> [WHAT YOU SHOULD DO]:
Taking the line with "PR #988, opened 2023-02-16" as the first and the line with "- They don't" as the last, set down exactly every line in that range from the entries below, and no more.

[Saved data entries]

PR #981, opened 2023-01-19
Changed default action for emaint target sync to 'auto'.

nyback:
When using 'sync' module of emaint the default option is '--check' when none is provided which spits out an ERROR about '--check' not being an option for module 'sync'.
```
terminal ~ # emaint sync

ERROR: module 'sync' does not have option '--check'

sync module options:
-A, --allrepos (sync module only): -A, --allrepos  Sync all repos that have a sync-url defined
-a, --auto    (sync module only): -a, --auto  Sync auto-sync enabled repos only
-r, --repo    (sync module only): -r, --repo  Sync the specified repo
```

My idea was to change the default action for the 'sync' module to '--auto'. To me '--auto' seems to be the most useful default option for the 'sync' module since I would imagine that is the most common use case and presumably most users typing 'emaint sync' would be looking for this outcome. 

I'm not sure if I missed something but if defaulting to '--auto' is not good for some reason then perhaps changing the error message to something roughly along the lines of "please use an option" when using the 'sync' module without an option would be a good idea. 

This is my first time creating a pull request so by all means feel free to critique any mistakes. I've already tried to correct a few.

### DIFF
--- a/NEWS
+++ b/NEWS
@@ -6,6 +6,8 @@ Bug fixes:
 
 * portage(5): List volatile option as a separate entry (bug #888585).
 
+* emaint: Changed default action for emaint target sync to 'auto'.
+
 portage-3.0.44 (2023-01-15)
 --------------
 
--- a/lib/portage/emaint/main.py
+++ b/lib/portage/emaint/main.py
@@ -210,10 +210,16 @@ def emaint_main(myargv):
             long_action = opt.long.lstrip("-")
 
     if long_action is None:
-        # print("DEBUG: long_action is None: setting to 'check'")
-        long_action = "check"
-        func = check_opt.func
-        status = check_opt.status
+        if args[0] == "sync":
+            # print("DEBUG: long_action is None: setting to 'auto'")
+            long_action = "auto"
+            func = "auto_sync"
+            status = "Syncing %s"
+        else:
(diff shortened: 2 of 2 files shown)


thesamesam:
It's ok to force push to branches used for PRs, by the way, to fix any issues.

This looks like a neat idea, although I'm wondering if I'm missing something about why it wasn't done originally.

nyback:
> It's ok to force push to branches used for PRs, by the way, to fix any issues.

I was a bit worried if changing a commit with force would mess something up by changing the hash of the original commit and thereby cause some kind of error with the pointer from the pull request.

thesamesam:
Understandable - but don't worry over that. gh handles it fine.

thesamesam:
I like it. Could you update NEWS?

nyback:
Sure, I'll get on that.

nyback:
Hey, I wasn't quite sure if I should add it as another bugfix or as a feature update. I added it on the bug fixes list for now since it kind of fixes a bug or at least removes an odd error. I can switch it if you think adding it as a feature update is better since it doesn't actually have a bug report to reference.

thesamesam:
I think it's probably more of a bug fix because it's a bit disturbing as a user when you hit this, but if you want to call it a feature so it's maybe more noticeable, that works for me too :)

Thanks a bunch for this!

PR #988, opened 2023-02-16
emerge: add --update-if-installed

thesamesam:
This adds a new emerge option '--update-if-installed'.

The use case for such an option is as follows:
- User finds out libfoo-1.2 is buggy.
- They want to upgrade all their systems if libfoo is installed.
- They don't want to install libfoo if it's not already installed.

  Unfortunately, --update fails this last point, hence the need for a new option.

### DIFF
--- a/lib/_emerge/depgraph.py
+++ b/lib/_emerge/depgraph.py
@@ -1,4 +1,4 @@
-# Copyright 1999-2021 Gentoo Authors
+# Copyright 1999-2023 Gentoo Authors
 # Distributed under the terms of the GNU General Public License v2
 
 import errno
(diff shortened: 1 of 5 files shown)


lib/_emerge/depgraph.py
```diff
@@ -5018,6 +5018,21 @@ def _resolve(self, myfavorites):
                     pkg, existing_node = self._select_package(
                         myroot, atom, onlydeps=onlydeps
                     )
+
+                    # Is the package installed (at any version)?
+                    if pkg:
+                        package_is_installed = False
+                        if "update_if_installed" in self._dynamic_config.myparams:
+                            for any_match in self._iter_match_pkgs_any(
```
zmedico, line 5026: We can used the `_iter_match_pkgs` method here with pkg_type "installed".

thesamesam: oh, nice!

zmedico (approved):

thesamesam:
Thanks Zac!

PR #989, opened 2023-02-16
tests: news: refactor, add cases

thesamesam:
This would've caught the various news regressions we had over the last year.

### DIFF
--- a/lib/portage/tests/news/test_NewsItem.py
+++ b/lib/portage/tests/news/test_NewsItem.py
@@ -139,6 +139,7 @@ class NewsItemTestCase(TestCase):
 
         item = self._processItem(str(tmpItem))
         try:
+            self.assertTrue(item.isValid())
             self.assertTrue(
                 item.isRelevant(self.vardb, self.settings, self.profile),
                 msg=f"Expected {tmpItem} to be relevant, but it was not!",
@@ -151,6 +152,7 @@ class NewsItemTestCase(TestCase):
 
         try:
             item = self._processItem(str(tmpItem))
+            self.assertTrue(item.isValid())
             self.assertTrue(
                 item.isRelevant(self.vardb, self.settings, self.profile),
                 msg=f"Expected {tmpItem} to be relevant, but it was not!",
@@ -163,6 +165,7 @@ class NewsItemTestCase(TestCase):
 
         try:
             item = self._processItem(str(tmpItem))
+            self.assertTrue(item.isValid())
             self.assertTrue(
                 item.isRelevant(self.vardb, self.settings, self.profile),
                 msg=f"Expected {tmpItem} to be relevant, but it was not!",
--- a/lib/portage/tests/news/test_NewsItem.py
+++ b/lib/portage/tests/news/test_NewsItem.py
@@ -11,18 +11,16 @@ from tempfile import mkstemp
 from dataclasses import dataclass
 from string import Template
 from typing import Optional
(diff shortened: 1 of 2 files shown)


lib/portage/tests/news/test_NewsItem.py
```diff
@@ -1,109 +1,347 @@
...
+                ]
+            }
+        )
+        self.assertTrue(item.isValid())
+        self.assertTrue(
+            item.isRelevant(self.vardb, self.settings, self.profile),
+            msg=f"Expected {item} to be relevant, but it was not!",
+        )
+
+        # What about several packages and we have all of them installed?
```
rndxelement, line 269: For `Display-If-Installed` you check the case in which you have all the packages installed, but for `Display-If-Profile` and `Display-If-Keyword` you don't check that case, which seems a bit inconsistent. Is there are reason for that?

lib/portage/tests/news/test_NewsItem.py
```diff
@@ -1,109 +1,347 @@
...
+                ]
+            }
+        )
+        self.assertTrue(item.isValid())
+        self.assertTrue(
+            item.isRelevant(self.vardb, self.settings, self.profile),
+            msg=f"Expected {item} to be relevant, but it was not!",
+        )
+
+        # What if we have a newer version of the listed package?
```
rndxelement, line 286: Is it maybe worth it to also check the case in which the required version is newer than our installed version?

lib/portage/tests/news/test_NewsItem.py
```diff
@@ -1,109 +1,347 @@
...
+
+        # What if several keywords are listed and we match none of them?
+        item = self._createNewsItem({"display_if_keyword": ["amd64", "~hppa"]})
+        self.assertTrue(item.isValid())
+        self.assertFalse(
+            item.isRelevant(self.vardb, self.settings, self.profile),
+            msg=f"Expected {item} to be irrelevant, but it was relevant!",
+        )
+
+        # What if the ~keyword (testing) keyword is listed but we're keyword (stable)?
```
rndxelement, line 335: Maybe it's worth it to also add the case in which we're testing and the stable keyword is listed in the news item?

rndxelement (commented):
Greetings, the news item test rework looks great! I came across a few questions and thought that I might share them through this review

lib/portage/tests/news/test_NewsItem.py
thesamesam: I don't think we can do that for Display-If-Profile (one can't have multiple selected), or am I missing something?

Good point on keywords. We should also add some tests for multiple constraints (mixed DIF) to ensure they interact correctly.

lib/portage/tests/news/test_NewsItem.py
thesamesam: Sure, why not? Adding it in.

lib/portage/tests/news/test_NewsItem.py
thesamesam: Good idea, done!

lib/portage/tests/news/test_NewsItem.py
rndxelement: Yes, you are right, I missed that multiple profiles don't make sense.

Having mixed constraints tested sounds good.

thesamesam:
Thanks for the review @rndxelement!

> [ANSWER BOX]:
PR #988, opened 2023-02-16
emerge: add --update-if-installed

thesamesam:
This adds a new emerge option '--update-if-installed'.

The use case for such an option is as follows:
- User finds out libfoo-1.2 is buggy.
- They want to upgrade all their systems if libfoo is installed.
- They don't want to install libfoo if it's not already installed.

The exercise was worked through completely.